▶

PR #641, opened 2020-06-14
fix(userEvent): don't select option if select is disabled

nickmccurdy:
Migrated from testing-library/user-event#344 by @ben-dyer

**What**: Prevent a select's value from changing with `selectOptions` if it is disabled

**Why**: It's possible to change the value of a disabled select using `selectOptions`. For instance this is passing:
```
  const {
    container: {firstChild: select},
  } = render(
    <select disabled>
      <option>No value selected</option>
      <option value="1">1</option>
      <option value="2">2</option>
      <option value="3">3</option>
    </select>,
  )

  expect(select.selectedIndex).toBe(0)

  userEvent.selectOptions(select, '1')
  expect(select.selectedIndex).toBe(1)
```

**How**: Exit early in `selectOptions` if the element is disabled, similar to what is done in `clear` and `upload`

**Checklist**:

- [x] Tests
- [x] Ignore disabled options
- [x] Ready to be merged

### DIFF
--- a/src/user-event/__tests__/select-options.js
+++ b/src/user-event/__tests__/select-options.js
@@ -119,3 +119,17 @@ test('does not select anything if select is disabled', async () => {
   expect(o2.selected).toBe(false)
   expect(o3.selected).toBe(false)
 })
+
+test('does not select anything if options are disabled', async () => {
+  const {select, options, getEventSnapshot} = setupSelect({
+    disabledOptions: true,
+  })
+  await userEvent.selectOptions(select, '2')
+  expect(getEventSnapshot()).toMatchInlineSnapshot(
+    `No events were fired on: select[name="select"][value=""]`,
+  )
+  const [o1, o2, o3] = options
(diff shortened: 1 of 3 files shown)


src/user-event/__tests__/select-options.js
```diff
@@ -107,3 +107,19 @@ test('throws an error if multiple are passed but not a multiple select', async (
...
+    <select disabled>
+      <option>No value selected</option>
+      <option value="1">1</option>
+      <option value="2">2</option>
+      <option value="3">3</option>
+    </select>,
+  )
+
+  userEvent.selectOptions(select, '1')
+  expect(select.selectedIndex).toBe(0)
```
kentcdodds, line 124: Could we make sure no events are fired? Should probably use the setupSelect function like the others.

nickmccurdy: Yea I will, just want to finish migrating things before continuing to fix this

◀

== Problem to solve ==
Your answer should hold the line with "-119,3 +119,17 @@" and each line after it to the end of the data, retyped exactly. Include no other lines.

== Finished exercise ==
@@ -119,3 +119,17 @@ test('does not select anything if select is disabled', async () => {
   expect(o2.selected).toBe(false)
   expect(o3.selected).toBe(false)
 })
+
+test('does not select anything if options are disabled', async () => {
+  const {select, options, getEventSnapshot} = setupSelect({
+    disabledOptions: true,
+  })
+  await userEvent.selectOptions(select, '2')
+  expect(getEventSnapshot()).toMatchInlineSnapshot(
+    `No events were fired on: select[name="select"][value=""]`,
+  )
+  const [o1, o2, o3] = options
(diff shortened: 1 of 3 files shown)


src/user-event/__tests__/select-options.js
```diff
@@ -107,3 +107,19 @@ test('throws an error if multiple are passed but not a multiple select', async (
...
+    <select disabled>
+      <option>No value selected</option>
+      <option value="1">1</option>
+      <option value="2">2</option>
+      <option value="3">3</option>
+    </select>,
+  )
+
+  userEvent.selectOptions(select, '1')
+  expect(select.selectedIndex).toBe(0)
```
kentcdodds, line 124: Could we make sure no events are fired? Should probably use the setupSelect function like the others.

nickmccurdy: Yea I will, just want to finish migrating things before continuing to fix this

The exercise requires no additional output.